- Exercise prompt:
Pick every line with "stateless" from the material below.

- Dataset content:
PR #11440, opened 2022-02-07
fix(amf): Unit test case fix of stateless amf

Rajeshs23:
Signed-off-by: Rajeshs23 <rajesh.sure@wavelabs.ai>

    fix(amf): Unit test case fix of stateless amf
## Summary
Since Stateless feature PR and IPV6 PR are merged parallel there is test case error in stateless test case where we need to specify the pdu type which previously not needed. So this lead to the error. It is modified and given specific type. Now this is resolved and test cases are passing.

## Test Plan

- Verified UT cases

## Additional Information
Error occurred:
testcasesfail
Unit Test cases passing after resolving:
testcasepass


ardzoht (approved):
lgtm

ardzoht:
Merging to unblock GH unit test job failures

- Output:
fix(amf): Unit test case fix of stateless amf
    fix(amf): Unit test case fix of stateless amf
Since Stateless feature PR and IPV6 PR are merged parallel there is test case error in stateless test case where we need to specify the pdu type which previously not needed. So this lead to the error. It is modified and given specific type. Now this is resolved and test cases are passing.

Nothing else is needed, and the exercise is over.